(Stored data entries)
━━━━━━━━━━━━━━━━━━━━━━━━━━━━━━
PR #19341, opened 2026-01-29
Fix: filterFields input is not applied in MultiSelect filtering

Indragith20:
**Issue**

filterFields input in MultiSelect was defined in the public API but not used anywhere in the filtering logic.
As a result, providing filterFields had no effect and filtering always relied on the default field (filterBy/ optionLabel / implicit string matching), causing incorrect filtered results.

This leads to incorrect filtering behavior and makes the filterFields API ineffective.

This PR will fix the above issue.

### DIFF
--- a/packages/primeng/src/multiselect/multiselect.ts
+++ b/packages/primeng/src/multiselect/multiselect.ts
@@ -1448,7 +1448,7 @@ export class MultiSelect extends BaseEditableHolder<MultiSelectPassThrough> {
     }
 
     searchFields() {
-        return (this.filterBy || this.optionLabel || 'label').split(',');
+        return this.filterBy?.split(',') || this.filterFields || [this.optionLabel];
     }
 
     findNearestSelectedOptionIndex(index, firstCheckUp = false) {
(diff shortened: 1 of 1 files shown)


Indragith20:
Fix for the issue [#19342](https://github.com/primefaces/primeng/issues/19342)

packages/primeng/src/multiselect/multiselect.ts
```diff
@@ -1448,7 +1448,7 @@ export class MultiSelect extends BaseEditableHolder<MultiSelectPassThrough> {
     }
 
     searchFields() {
-        return (this.filterBy || this.optionLabel || 'label').split(',');
+        return this.filterBy?.split(',') || this.filterFields || [this.optionLabel];
     }
```
rosenthalj: I only took a quick look and I have not verified your change actually works, but ...

Do you need to add **'label'** as the final "default"?  This would make you change more consistent with the previous logic.

Indragith20: Added the 'label' as final default value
━━━━━━━━━━━━━━━━━━━━━━━━━━━━━━
## EXERCISE AIM
Each line above that has "filterFields" adds one to the count; say the final count with no other text.

## RESULT OF THIS TASK
6